Issue #71, opened 2015-10-26
Support WordPress auto-update


borekb:
_This is an imported issue, original reference WP-71, created on 15 Aug 2014._

When WordPress sees `.git` in the site root, it [turns off auto updates](https://codex.wordpress.org/Configuring_Automatic_Background_Updates). Possible solutions:
1. Leave default behavior and do not update WP
2. Force auto-update via wp-config.php
3. Force auto-update in a case where VersionPress created the .git folder

We'll probably do 3.

PR #1464, opened 2019-09-26
Always allow automatic updates

candrews:
`automatic_updates_is_vcs_checkout` should return false as long as VersionPress is active allowing automatic updates

Whether the first commit in the git repo is a VP activation commit or not is irrelevant.

@borekb @pavelevap What do you think?

### DIFF
--- a/plugins/versionpress/setup-hooks.php
+++ b/plugins/versionpress/setup-hooks.php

◆ ◆ ◆ ◆ ◆

* _What to produce_: Every record above is to be transcribed exactly as written.

* _Expected answer_:
Issue #71, opened 2015-10-26
Support WordPress auto-update


borekb:
_This is an imported issue, original reference WP-71, created on 15 Aug 2014._

When WordPress sees `.git` in the site root, it [turns off auto updates](https://codex.wordpress.org/Configuring_Automatic_Background_Updates). Possible solutions:
1. Leave default behavior and do not update WP
2. Force auto-update via wp-config.php
3. Force auto-update in a case where VersionPress created the .git folder

We'll probably do 3.

PR #1464, opened 2019-09-26
Always allow automatic updates

candrews:
`automatic_updates_is_vcs_checkout` should return false as long as VersionPress is active allowing automatic updates

Whether the first commit in the git repo is a VP activation commit or not is irrelevant.

@borekb @pavelevap What do you think?

### DIFF
--- a/plugins/versionpress/setup-hooks.php
+++ b/plugins/versionpress/setup-hooks.php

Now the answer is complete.